Scalable Partition Handling for Cloud-Native Architecture in Apache Spark 2.1

Apache Spark 2.1 is just around the corner: the community is going through voting process for the release candidates. This blog post discusses one of the most important features in the upcoming release: scalable partition handling.

Spark SQL lets you query terabytes of data with a single job. Often times though, users only want to read a small subset of the total data, e.g. scanning the activity of users in San Francisco rather than the entire world. They do this by partitioning the data files of the table by commonly filtered fields such as date or country. Spark SQL then uses this partitioning information to “prune” or skip over files irrelevant to the user’s queries. However, in previous Spark versions the first read to a table can be slow, if the number of partitions is very large, since Spark must first discover which partitions exist.

In Spark 2.1, we drastically improve the initial latency of queries that touch a small fraction of table partitions. In some cases, queries that took tens of minutes on a fresh Spark cluster now execute in seconds. Our improvements cut down on table memory overheads, and make the SQL experience starting cold comparable to that on a “hot” cluster with table metadata fully cached in memory.

Spark 2.1 also unifies the partition management features of DataSource and Hive tables.This means both types of tables now support the same partition DDL operations, e.g. adding, deleting, and relocating specific partitions.

Table Management in Spark

To better understand why the latency issue existed, let us first explain how table management worked in previous versions of Spark. In these versions, Spark supports two types of tables in the catalog:

  1. DataSource tables are the preferred format for tables created in Spark. This type of table can be defined on the fly by saving a DataFrame to the filesystem, e.g. df.write.partitionBy("date").saveAsTable("my_metrics"), or via a CREATE TABLE statement, e.g. CREATE TABLE my_metrics USING parquet PARTITIONED BY date.In prior versions, Spark discovers DataSource table metadata from the filesystem and caches it in memory. This metadata includes the list of partitions and also file statistics within each partition. Once cached, table partitions could be pruned in memory very quickly to address incoming queries.
  2. For users coming from Apache Hive deployments, Spark SQL can also read catalog tables defined by Hive serdes. When possible, Spark transparently converts such Hive tables to DataSource format in order to take advantage of IO performance improvements in Spark SQL. Spark does this internally by reading the table and partition metadata from the Hive metastore and caching it in memory.

While this strategy provides optimal performance once table metadata is cached in memory, it also has two downsides: First, the initial query over the table is blocked until Spark loads all the table partitions’ metadata. For a large partitioned table, recursively scanning the filesystem to discover file metadata for the initial query can take many minutes, especially when data is stored in cloud storage such as S3. Second, all the metadata for a table needs to be materialized in-memory on the driver process and increases memory pressure.

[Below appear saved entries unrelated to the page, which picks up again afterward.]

PR #2820, opened 2025-06-25
Fix null my_info handling for swaps

CharlVS:
## Summary
- handle `null` `my_info` when parsing swaps
- make `Swap.myInfo` nullable throughout the app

We have seen this issue coming up a lot from our customers and other large-scale Spark users. While it is sometimes possible to avoid the initial query latency by reading files directly with other Spark APIs, we wanted table performance to scale without workarounds. For Spark 2.1, Databricks collaborated with VideoAmp to eliminate this overhead and unify management of DataSource and Hive format tables.

VideoAmp has been using Spark SQL from the inception of its data platform, starting with Spark 1.1. As a demand side platform in the real-time digital advertising marketplace, they receive and warehouse billions of events per day. VideoAmp now has tables with tens of thousands of partitions.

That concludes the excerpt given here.